--- Work request ---
From the data below, repeat exactly the lines from the line with "said it cannot." to the line with "already log out.", both included.
----- Data provided -----
Issue #636, opened 2026-09-08
Move polling to RPC2 so a poll costs one login, not one per call


zios0007:
@rroller — a direction question before I write anything, because it's a change to how every read leaves the integration and I don't want to build it if you'd rather not own it.

## The problem the recent work does not solve

#577 and #603 are both, underneath, the same complaint: the integration writes a lot of entries to the device's own log. #616, #628, #630 and #632 all reduce **how many calls** happen. None of them touch **what a call costs**, and that's where the remaining complaint lives.

Every CGI call is a separate HTTP request with its own digest handshake. Measured on a DHI-NVR5464-16P-EI, the device answers `Connection: close` and reissues its nonce every time, so a cached challenge is always refused: each logical call costs two TCP connections, two HTTP requests, and a login the device records.

The user in #577 has now tested 0.9.87 and 0.9.92 on a clean VM and is switching to the ONVIF integration, because ONVIF authenticates once per session and doesn't produce the entries. That comparison is fair, and with CGI there is no version of this where we win it — the floor is one login per call.

## RPC2 removes the floor, and we already ship a client for it

`rpc2.py` has `login`, `logout`, `request` with session handling, `get_config` and `get_coaxial_control_io_status`. It's currently used only for a couple of PTZ functions on the SDT4E425.

I pointed it at my NVR today, through the integration's own client:

```
login                          2 HTTP requests
7 config reads                 7 requests, one each, no re-authentication
CoaxialControlIO.getStatus     works
logout                         1
                              --
total                         11

the same 7 reads over CGI     14 requests, each with a refused login
```

All seven succeeded — `MotionDetect`, `DisableLinkage`, `DisableEventNotify`, `SmartMotionDetect`, `Lighting_V2`, `VideoInMode`, `Lighting[0][2]` — so RPC2 can serve the whole polling surface, not just PTZ.

**The seven reads cost no additional logins.** If the session persists across polls, steady state becomes roughly one login per session instead of one per call. That is the difference between this integration and ONVIF, and it's the only lever left that changes the order of magnitude.

## What it would take

Roughly 40% of the work is not the reads:

- **Session lifecycle** — keepalive, expiry detection, re-login without every entry stampeding at once.
- **A CGI fallback** for devices without RPC2, which means two transports to maintain rather than one.
[...]

PR #639, opened 2026-09-09
Read config over one RPC2 session per host, instead of a login per call

zios0007:
Draft, as offered in #636. Opt-in per entry, default off.

## Why

Every CGI call is a separate HTTP request with its own digest handshake, so each one costs a refused login and then an accepted one. #616, #628 and #632 reduced **how many calls** happen. None of them touch **what a call costs**, and that floor — one login per call — is the whole of the complaint in #577, where the reporter has moved to ONVIF precisely because it authenticates once per session.

**Whose log this quietens is device-class specific, and that is now measured rather than assumed.** The request cost is the same everywhere — both my NVR and my direct VTO doorbell answer `[401, 200]` on every call with a cached challenge refused. What differs is what the device *writes down*. Recorders log a line per call; the direct SD49225XA-HNR tested at length in #577 does not — integration setup produced a single entry, and only writes and their follow-up reads ever appeared. So this change is worth having on a recorder, and on a direct camera it is a request-count change you will not see in the log. I had earlier stated the per-call logging as a general property of Dahua devices; that was wrong, and the correction is the reporter's measurement, not mine.

RPC2 authenticates once per session too, and this repo already ships a client for it.

## What it does

Routes `getConfig` reads over **one login per host**, held open by a keepalive, and gives it back when the last entry unloads.

```
RPC2    7 HTTP requests for 7 config reads on an open session
CGI    14 requests for the same 7, each carrying a refused login
```

Verified on a DHI-NVR5464-16P-EI: three clients for one host produce **one login** and a refcount of three; reads are byte-identical to CGI across five configs; two closes leave the session up; the third cancels the keepalive and closes it; a fourth is a no-op.

## The translation is exact

Every accessor here reads CGI's flat shape — `table.Lighting_V2[0][1][0].Mode` — while RPC2 answers in nested JSON. Checked across seven configs and **4,647 keys**: same keys, same values, zero differences.

**Nulls are dropped, and that is not cosmetic.** CGI omits an absent entry; RPC2 sends JSON `null`. Keeping them would give every channel a `SmartMotionDetect` row — the phantom switch removed in #635, straight back.

## Design notes

**One session per host, keyed `(address, username)`.** A session id is obtained with the password and scoped to that user's rights, so it follows the digest state's rule rather than the connector's. Eleven channels of one NVR cost one login, which is most of the point.

**No lock.** The login future is registered before it is awaited, so concurrent first reads share the one in flight. That is `_SharedRead`'s move; this integration has no `asyncio.Lock` anywhere and ordering is its house style.

**Keepalive at the device's own interval**, from `keepAliveInterval` in the login reply, less five seconds — the same shape as the existing VTO keepalive. Started on first use, never in the constructor: a refcount survives a failed setup, a task started in a synchronous constructor does not, which is the leak #620 was about.

**Release is refcounted and idempotent**, guarded by its own flag rather than by whether a socket closed cleanly — `async_stop` is reachable three ways and a second release would close the session under the other entries. At zero the keepalive is cancelled *and awaited* before the logout, so it cannot fire one more request at a session being closed.

**The "RPC2 does not work here" verdict is per host.** Eleven channels each rediscovering it is eleven failed logins against a device that has just said it cannot.

## Two bugs this fixes in the first draft

- `close()` cleared the aiohttp session but not the RPC2 client, so afterwards it handed out a client bound to a closed socket.
- `close()` never logged out. A Dahua box has a finite session table, and the per-call PTZ helpers already log out.

Also dropped `enable_cleanup_closed` from the RPC2 session — aiohttp ignores it on every Python Home Assistant runs and warns once per connector, which is why the shared connector dropped it in #620. The unsafe cookie jar stays; RPC2 sets a cookie against a bare IP.

## The keepalive is load bearing, measured

Two runs disagreed at first, so I ran the comparison properly. 400 seconds, same device, same credentials:

```
idle, no keepalive       -> session dead
keepalive every 50s      -> session alive
```

So the timeout is idle based, somewhere between 200 and 400 seconds — an earlier 200s idle survived, 400s did not — and the keepalive holds it open indefinitely.

It matters in ordinary operation, not only at long poll intervals. Since #628 a config read is cached for 300 seconds, so a host can go a full 300 seconds making no RPC2 request at all because every read is a cache hit. That sits inside the expiry window. Without the keepalive the session would lapse during normal quiet polling and every cache expiry would pay for a fresh login — which is the cost this change exists to remove.

It costs one request per minute per host, against seven per poll removed.

## Not here, deliberately

- **Writes.** Reads are the bulk and the safe half.
- **Flipping the default.** Everything measured on this integration lately varies by model, and I have one NVR and one VTO.

Diagnostics report the session as present or absent with a refcount, never the id, under the same rule as the digest state.

### DIFF
--- a/custom_components/dahua/__init__.py
+++ b/custom_components/dahua/__init__.py
@@ -45,6 +45,7 @@ from .const import (
     CONF_AUTO_DETECT_CHANNEL,
     CONF_USE_HTTPS,
     CONF_SCAN_INTERVAL,
+    CONF_USE_RPC2,
     CONF_NVR_ACTIVE_DETERRENCE,
     DEFAULT_SCAN_INTERVAL,
     MIN_SCAN_INTERVAL,
@@ -629,7 +630,8 @@ class DahuaDataUpdateCoordinator(DataUpdateCoordinator):
 
         # The client used to communicate with Dahua devices
         self.client: DahuaClient = DahuaClient(username, password, address, port, rtsp_port, self._session,
-                                               use_https)
+                                               use_https,
+                                               use_rpc2=entry.options.get(CONF_USE_RPC2, False))
 
         # self.config_entry = entry
         self.platforms = []
--- a/custom_components/dahua/client.py
+++ b/custom_components/dahua/client.py
@@ -2,6 +2,7 @@
 import logging
 import re
 import socket
+from contextlib import suppress
 import asyncio
 import time
 import aiohttp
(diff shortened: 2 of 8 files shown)


zios0007:
Out of draft. When you last saw this it was a sketch with a *Known gaps* section; those are now built and measured, so it is a real proposal rather than something to look at.

What changed since:

- **One session per host, not per entry.** Keyed `(address, username)` — a session id is obtained with the password and scoped to that user's rights, so it follows the digest state's rule rather than the connector's. Eleven channels of an NVR now cost one login instead of eleven, which was most of the point.
- **A keepalive**, at the interval the device states in its own login reply. This turned out to be load bearing rather than insurance: with the 300s config cache from #628, a host can go a full 300 seconds making no RPC2 request at all because every read is a cache hit, and that sits inside the expiry window. Measured over 400 seconds — idle, the session dies; keepalive every 50s, it survives.
- **Refcounted, idempotent release** with logout, and the keepalive cancelled *and awaited* before the session closes so it cannot fire one more request at it. `async_stop` is reachable three ways, so a second release must not close the session under the other entries.
- **Two bugs fixed from the sketch:** `close()` cleared the aiohttp session but not the RPC2 client, so it then handed out a client bound to a closed socket; and it never logged out, on a device with a finite session table.

Verified on a DHI-NVR5464-16P-EI: three clients for one host produce one login and a refcount of three, reads are byte-identical to CGI across five configs, and the translation matches across seven configs and 4,647 keys.

Scope is unchanged and deliberate: **reads only, default off.** Writes stay on CGI, and I would not flip the default on one NVR's evidence — everything measured on this integration lately has varied by model.

No rush on this one. It is the kind of change that is better sitting for a while than merged quickly.

zios0007:
Narrowed one claim in the description, because #577 produced a measurement that contradicts it.

I had written that a CGI call costs a login the device logs, as though that were true of Dahua devices generally. The **request** cost is general — my NVR and my direct VTO doorbell both answer `[401, 200]` on every call, cached challenge refused. What is not general is the logging. @JimGermany's direct SD49225XA-HNR wrote a single entry for integration setup and nothing afterwards except writes and the reads that follow them, over repeated tests.

So the honest claim is narrower than the one I opened with: this quietens **recorders**. On a direct camera it is a request-count change you will not see in the device log. That does not change the code or the measurements, only what the PR promises.

Nothing else has changed since you last looked — CI is green and it is still opt-in, default off.

rroller (approved):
-----
--- Solution for this problem ---
**The "RPC2 does not work here" verdict is per host.** Eleven channels each rediscovering it is eleven failed logins against a device that has just said it cannot.

## Two bugs this fixes in the first draft

- `close()` cleared the aiohttp session but not the RPC2 client, so afterwards it handed out a client bound to a closed socket.
- `close()` never logged out. A Dahua box has a finite session table, and the per-call PTZ helpers already log out.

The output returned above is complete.